> [WORK TO BE COMPLETED]
Look through the data below. Pick out the lines holding the string "files".
++++++++++
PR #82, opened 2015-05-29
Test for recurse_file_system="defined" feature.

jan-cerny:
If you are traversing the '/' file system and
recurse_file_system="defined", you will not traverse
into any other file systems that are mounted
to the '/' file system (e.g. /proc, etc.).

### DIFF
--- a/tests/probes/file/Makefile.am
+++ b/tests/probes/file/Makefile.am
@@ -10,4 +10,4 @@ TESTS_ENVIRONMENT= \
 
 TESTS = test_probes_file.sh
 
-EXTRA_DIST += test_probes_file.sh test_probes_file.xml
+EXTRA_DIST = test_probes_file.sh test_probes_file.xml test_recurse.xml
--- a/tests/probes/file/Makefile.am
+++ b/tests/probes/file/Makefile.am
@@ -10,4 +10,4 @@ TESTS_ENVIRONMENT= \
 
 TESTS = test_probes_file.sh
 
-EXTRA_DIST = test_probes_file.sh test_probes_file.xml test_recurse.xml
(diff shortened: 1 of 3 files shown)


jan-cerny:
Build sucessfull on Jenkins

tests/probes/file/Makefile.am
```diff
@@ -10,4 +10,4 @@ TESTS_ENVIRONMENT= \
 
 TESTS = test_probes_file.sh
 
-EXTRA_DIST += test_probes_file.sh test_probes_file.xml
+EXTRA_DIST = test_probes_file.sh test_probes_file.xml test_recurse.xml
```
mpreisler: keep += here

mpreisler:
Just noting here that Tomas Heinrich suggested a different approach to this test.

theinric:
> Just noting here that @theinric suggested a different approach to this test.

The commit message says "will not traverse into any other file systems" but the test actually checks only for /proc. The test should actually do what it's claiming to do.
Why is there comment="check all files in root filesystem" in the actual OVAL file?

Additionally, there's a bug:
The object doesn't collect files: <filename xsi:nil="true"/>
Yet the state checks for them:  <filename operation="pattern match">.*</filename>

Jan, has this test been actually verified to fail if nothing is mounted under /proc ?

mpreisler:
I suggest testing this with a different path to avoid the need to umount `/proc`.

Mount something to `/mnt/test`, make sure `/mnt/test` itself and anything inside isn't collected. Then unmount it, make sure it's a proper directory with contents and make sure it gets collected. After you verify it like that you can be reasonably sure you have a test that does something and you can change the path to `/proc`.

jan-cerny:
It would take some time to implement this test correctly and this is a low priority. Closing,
++++++++++
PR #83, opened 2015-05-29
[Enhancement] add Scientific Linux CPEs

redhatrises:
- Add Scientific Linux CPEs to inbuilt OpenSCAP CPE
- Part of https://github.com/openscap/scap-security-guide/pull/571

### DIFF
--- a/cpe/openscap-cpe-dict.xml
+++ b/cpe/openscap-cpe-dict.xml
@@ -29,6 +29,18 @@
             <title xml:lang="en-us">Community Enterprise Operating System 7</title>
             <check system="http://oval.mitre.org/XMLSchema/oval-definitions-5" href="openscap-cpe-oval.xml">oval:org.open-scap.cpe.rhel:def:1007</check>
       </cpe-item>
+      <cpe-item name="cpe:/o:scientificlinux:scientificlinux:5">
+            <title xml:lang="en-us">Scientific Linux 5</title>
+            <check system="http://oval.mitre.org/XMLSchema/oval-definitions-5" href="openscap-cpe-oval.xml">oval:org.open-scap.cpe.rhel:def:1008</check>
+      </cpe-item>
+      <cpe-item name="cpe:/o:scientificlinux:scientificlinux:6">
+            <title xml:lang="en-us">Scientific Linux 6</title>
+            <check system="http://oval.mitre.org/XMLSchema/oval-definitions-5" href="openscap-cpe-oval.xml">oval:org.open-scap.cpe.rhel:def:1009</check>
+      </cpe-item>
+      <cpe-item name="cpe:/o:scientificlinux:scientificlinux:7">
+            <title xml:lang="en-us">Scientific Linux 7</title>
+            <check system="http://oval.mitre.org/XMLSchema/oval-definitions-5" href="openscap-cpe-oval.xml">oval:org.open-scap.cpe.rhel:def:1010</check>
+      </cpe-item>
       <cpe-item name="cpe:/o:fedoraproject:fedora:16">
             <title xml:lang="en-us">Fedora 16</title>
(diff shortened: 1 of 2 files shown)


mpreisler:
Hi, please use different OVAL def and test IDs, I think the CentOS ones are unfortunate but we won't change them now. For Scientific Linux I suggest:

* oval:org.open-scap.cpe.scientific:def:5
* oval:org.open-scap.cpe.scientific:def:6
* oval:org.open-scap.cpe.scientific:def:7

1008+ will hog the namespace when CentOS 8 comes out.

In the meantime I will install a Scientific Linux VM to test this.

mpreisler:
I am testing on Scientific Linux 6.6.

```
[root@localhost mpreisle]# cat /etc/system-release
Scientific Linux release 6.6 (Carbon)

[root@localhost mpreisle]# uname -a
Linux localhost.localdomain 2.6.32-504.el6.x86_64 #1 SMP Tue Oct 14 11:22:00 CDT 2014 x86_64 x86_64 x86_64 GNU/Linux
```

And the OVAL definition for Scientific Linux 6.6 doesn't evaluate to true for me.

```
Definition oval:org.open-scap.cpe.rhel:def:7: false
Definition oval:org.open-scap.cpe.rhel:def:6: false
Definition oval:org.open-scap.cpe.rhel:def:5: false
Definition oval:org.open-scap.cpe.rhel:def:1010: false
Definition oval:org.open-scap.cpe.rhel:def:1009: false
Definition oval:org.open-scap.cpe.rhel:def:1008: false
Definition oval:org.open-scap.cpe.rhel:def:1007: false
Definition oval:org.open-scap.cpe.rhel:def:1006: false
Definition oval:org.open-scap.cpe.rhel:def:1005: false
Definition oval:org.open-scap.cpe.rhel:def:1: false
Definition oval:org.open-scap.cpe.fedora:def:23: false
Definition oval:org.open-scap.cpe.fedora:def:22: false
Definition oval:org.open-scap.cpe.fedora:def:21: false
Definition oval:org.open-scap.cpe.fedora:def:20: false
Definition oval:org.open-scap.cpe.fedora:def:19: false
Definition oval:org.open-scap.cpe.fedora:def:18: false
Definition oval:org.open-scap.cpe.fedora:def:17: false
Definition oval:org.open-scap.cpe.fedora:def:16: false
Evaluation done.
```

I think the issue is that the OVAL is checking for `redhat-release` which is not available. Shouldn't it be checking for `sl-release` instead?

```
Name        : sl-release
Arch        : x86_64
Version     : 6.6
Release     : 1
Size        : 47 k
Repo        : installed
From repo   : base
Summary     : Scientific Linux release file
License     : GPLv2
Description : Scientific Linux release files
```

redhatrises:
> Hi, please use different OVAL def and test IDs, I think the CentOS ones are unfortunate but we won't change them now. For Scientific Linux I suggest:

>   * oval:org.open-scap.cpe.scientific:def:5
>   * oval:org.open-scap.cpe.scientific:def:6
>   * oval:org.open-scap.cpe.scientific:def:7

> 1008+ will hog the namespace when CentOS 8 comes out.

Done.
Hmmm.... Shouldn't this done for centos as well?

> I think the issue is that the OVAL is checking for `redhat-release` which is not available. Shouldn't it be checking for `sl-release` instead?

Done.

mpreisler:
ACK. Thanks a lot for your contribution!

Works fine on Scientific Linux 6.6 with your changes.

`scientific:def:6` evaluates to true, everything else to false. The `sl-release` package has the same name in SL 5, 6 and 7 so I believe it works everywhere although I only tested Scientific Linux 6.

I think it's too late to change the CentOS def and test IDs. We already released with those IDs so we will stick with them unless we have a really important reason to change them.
++++++++++
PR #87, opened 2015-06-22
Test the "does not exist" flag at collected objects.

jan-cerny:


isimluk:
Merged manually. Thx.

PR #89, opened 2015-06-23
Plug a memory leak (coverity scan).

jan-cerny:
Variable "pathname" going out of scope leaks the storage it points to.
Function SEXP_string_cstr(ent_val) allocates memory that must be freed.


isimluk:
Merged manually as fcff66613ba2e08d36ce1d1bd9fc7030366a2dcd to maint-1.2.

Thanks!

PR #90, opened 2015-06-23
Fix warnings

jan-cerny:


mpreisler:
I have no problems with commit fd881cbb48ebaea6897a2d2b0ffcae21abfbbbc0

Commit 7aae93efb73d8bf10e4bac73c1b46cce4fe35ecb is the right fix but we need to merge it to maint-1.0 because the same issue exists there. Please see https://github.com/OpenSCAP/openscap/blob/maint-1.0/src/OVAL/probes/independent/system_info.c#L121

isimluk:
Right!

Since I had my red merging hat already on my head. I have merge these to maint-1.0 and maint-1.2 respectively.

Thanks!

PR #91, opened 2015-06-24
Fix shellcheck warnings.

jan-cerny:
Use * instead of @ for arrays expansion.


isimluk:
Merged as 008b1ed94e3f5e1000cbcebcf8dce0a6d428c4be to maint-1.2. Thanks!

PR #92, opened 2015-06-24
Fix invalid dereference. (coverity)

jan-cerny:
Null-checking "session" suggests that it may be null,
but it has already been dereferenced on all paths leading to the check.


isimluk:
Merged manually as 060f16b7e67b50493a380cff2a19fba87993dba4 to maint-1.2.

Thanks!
++++++++++
> [EXPECTED ANSWER]
(diff shortened: 1 of 3 files shown)
Why is there comment="check all files in root filesystem" in the actual OVAL file?
The object doesn't collect files: <filename xsi:nil="true"/>
(diff shortened: 1 of 2 files shown)
Description : Scientific Linux release files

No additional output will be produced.